|
Sorry, I was speaking loosely. More formally: In a system which uses LWW as the conflict resolution strategy, there exist no circumstances under which you can guarantee that a value written to a given key will be causally connected to any future state of the system, unless all values written to that key are identical, or a strong external coordinator (e.g. Zookeeper) orders timestamps. If you have siblings and vclocks, you can recover that causal connection guarantee for arbitrary write patterns--at least over CRDTs. Since Cassandra did not (until today) offer transactional isolation for any type of multi-cell update, this means that--and we're speaking strictly in terms of safety here, not performance--Riak and Voldemort's consistency models were, prior to 2.0, a strict superset of Cassandra's. For instance, you can guarantee the visibility and transactional isolation of a write making multiple changes to a Riak object; I'm reasonably confident that you cannot achieve those guarantees in, say, a Cassandra collection without a Paxos transaction. You can certainly emulate Riak's consistency model by storing a distinct object for every write, and this is, as I understand it, what many Cassandra users do. The difference is in space consumption. Consider making four updates to an object. In Cassandra, you could write each update to a separate cell. In Riak, you might write them all to the same key: Cassandra Riak
[update1] [update1|update2|update3|update4]
[update2]
[update3]
[update4]
To read from both Cassandra and Riak you need a merge function. Since neither provides ordering constraints, our merge must be associative, commutative, and idempotent in both cases. Cassandra Riak
[update1]+ [update1|update2|update3|update4]
[update2]+ | | | |
[update3]+ +--------+-------+-------+
[update4]+ |
| |
V V
[current value] [current value]
The difference is in space. Vector clocks allow you to prune the causal history, meaning we can write back [current value], and as soon as a node sees that write, it can discard updates 1-4. In Cassandra, there is no causality tracking: you have to figure out how to do GC yourself, or punt. Cassandra Riak
[update1] [merged value|update5]
[update2]
[update3]
[update4]
[update5]
You can see how unbounded space might be a problem. From my conversations with DataStax, it sounds like users tend to write reducers which apply their merge function to compact some portion of the history. Which portion? Well, without causality tracking we'll leave that as an exercise to the reader. Cassandra Riak
[update1-4] [merged value|update5]
[update5]
Does this look familiar? Yeah. It's the same concurrency model as the vector clocks this post is arguing against. You just have to do more work.Now, there are all sorts of practical efficiency constraints at play! For instance, Riak has ~50-100 bytes of overhead per key, and will start barfing if you go over 10 megabytes per key or so. And without being able to call list-keys, you wind up having to play all kinds of games with predictable keys, splitting datasets between multiple objects, and so on. Cassandra's IO throughput generally seems much higher than Riak's, and Cassandra has a much more efficient representation for wide values. It also offers better key ranges--but you also pay a per-cell overhead for every atomic chunk of state. Not so efficient if you were looking to store, say, big blocks of integers for your CRDTs. The great thing is--again speaking purely in terms of consistency--Cassandra 2.0 is now capable of a superset of Riak's operations! If correctly implemented, their Paxos operations support linearizable reads and writes, which is a way stronger class of consistency than the CRDT operations described above. I don't understand why jbellis is so upset when folks point out that LWW provides weak safety constraints--when their strongly-consistent operations now offer the highest level of transactional safety. Seems like we should be celebrating that achievement, because it opens up large classes of operations which were previously unsafe. :) |
I don't think he's upset about LWW being characterized as a weak safety constraint, but that the perception that what's provided by Cassandra is equivalent to per-key LWW. While it doesn't serve to completely eliminate the chance of data loss caused by conflicts, breaking a complex data structure into atoms that resolve independently vastly improves the average and P99 (and probably many more 9s) case. The argument being made is that while not as correct as vclock+sibling resolution, this is within the threshold many real life use cases are willing to tolerate.

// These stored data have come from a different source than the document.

PR #6557, opened 2026-01-16
Reduce scope of recipe resolvers

shanman190:
## What's changed?
* Make recipe resolvers method parameters for `RecipeListing#describe` and `RecipeListing#prepare`.
* `RecipeBundleResolver` and `RecipeBundleReader` now implement `Closeable`, so that they can release resources when no longer needed.

## What's your motivation?
* Based upon learnings, having recipe resolvers set as optional fields on the marketplace proved to be slightly awkward.
* `RecipeBundleResolver` instances need to be closable so that resources can be released

N/A

@jkschneider or delegate

N/A

## Any additional context
N/A

### Checklist

### DIFF
--- a/rewrite-core/src/main/java/org/openrewrite/marketplace/RecipeBundleResolver.java
+++ b/rewrite-core/src/main/java/org/openrewrite/marketplace/RecipeBundleResolver.java
@@ -15,15 +15,12 @@
  */
 package org.openrewrite.marketplace;
 
-import java.io.Closeable;
-import java.io.IOException;
-
-public interface RecipeBundleResolver extends Closeable {
+public interface RecipeBundleResolver extends AutoCloseable {
     String getEcosystem();
 
     RecipeBundleReader resolve(RecipeBundle bundle);
 
-    default void close() throws IOException {
+    default void close() throws Exception {
         // no-op
     }
 }
--- a/rewrite-core/src/main/java/org/openrewrite/marketplace/RecipeListing.java
+++ b/rewrite-core/src/main/java/org/openrewrite/marketplace/RecipeListing.java
@@ -66,7 +66,7 @@ public class RecipeListing implements Comparable<RecipeListing> {
     @With(AccessLevel.PACKAGE)
     private final RecipeBundle bundle;
 
-    private RecipeBundleReader resolve(List<RecipeBundleResolver> resolvers) {
+    private RecipeBundleReader resolve(Collection<RecipeBundleResolver> resolvers) {
         for (RecipeBundleResolver resolver : resolvers) {
             if (resolver.getEcosystem().equals(bundle.getPackageEcosystem())) {
                 return resolver.resolve(bundle);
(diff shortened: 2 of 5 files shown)


rewrite-core/src/main/java/org/openrewrite/marketplace/RecipeBundleResolver.java
```diff
@@ -15,8 +15,15 @@
  */
 package org.openrewrite.marketplace;
 
-public interface RecipeBundleResolver {
+import java.io.Closeable;
+import java.io.IOException;
+
+public interface RecipeBundleResolver extends Closeable {
```
jkschneider: I don't believe there's any advantage anymore to using `Closeable` instead of `AutoCloseable`.

rewrite-core/src/main/java/org/openrewrite/marketplace/RecipeListing.java
```diff
@@ -66,23 +66,21 @@ public class RecipeListing implements Comparable<RecipeListing> {
...
+                return resolver.resolve(bundle);
             }
         }
-        throw new IllegalStateException("This listing has not been configured with a resolver.");
+        throw new IllegalStateException(String.format("No available resolver for '%s' ecosystem", bundle.getPackageEcosystem()));
     }
 
-    public RecipeDescriptor describe() {
-        return resolve().describe(this);
+    public RecipeDescriptor describe(List<RecipeBundleResolver> resolvers) {
```
jkschneider: Widen to Collection or Iterable I think

rewrite-core/src/test/java/org/openrewrite/rpc/RewriteRpcTest.java
```diff
@@ -64,16 +63,15 @@ void before() throws IOException {
...
+        marketplace = env.toMarketplace(runtimeClasspath());
 
         JsonMessageFormatter clientFormatter = new JsonMessageFormatter(new ParameterNamesModule());
         JsonMessageFormatter serverFormatter = new JsonMessageFormatter(new ParameterNamesModule());
 
         client = new RewriteRpc(new JsonRpc(new HeaderDelimitedMessageHandler(clientFormatter, clientIn, clientOut)), marketplace)
           .batchSize(1);
 
-        server = new RewriteRpc(new JsonRpc(new HeaderDelimitedMessageHandler(serverFormatter, serverIn, serverOut)), marketplace)
+        server = new RewriteRpc(new JsonRpc(new HeaderDelimitedMessageHandler(serverFormatter, serverIn, serverOut)), marketplace, singletonList(new TestRecipeBundleResolver()))
```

The other thing I think is mischaracterized is that the choice to use timestamps over vector clocks was done out of ignorance or that there is nothing gained. This was a conscious choice and made with the trade-off of performance in mind. We should strive for the largest amount of correctness given the constraints of performance and/or availability. While the CAS operations in C* 2.0 are useful, they sacrifice a lot on those fronts to gain that correctness. Systems that needlessly trade correctness without returning serious dividends (I'm sure we can all name a few) add no value.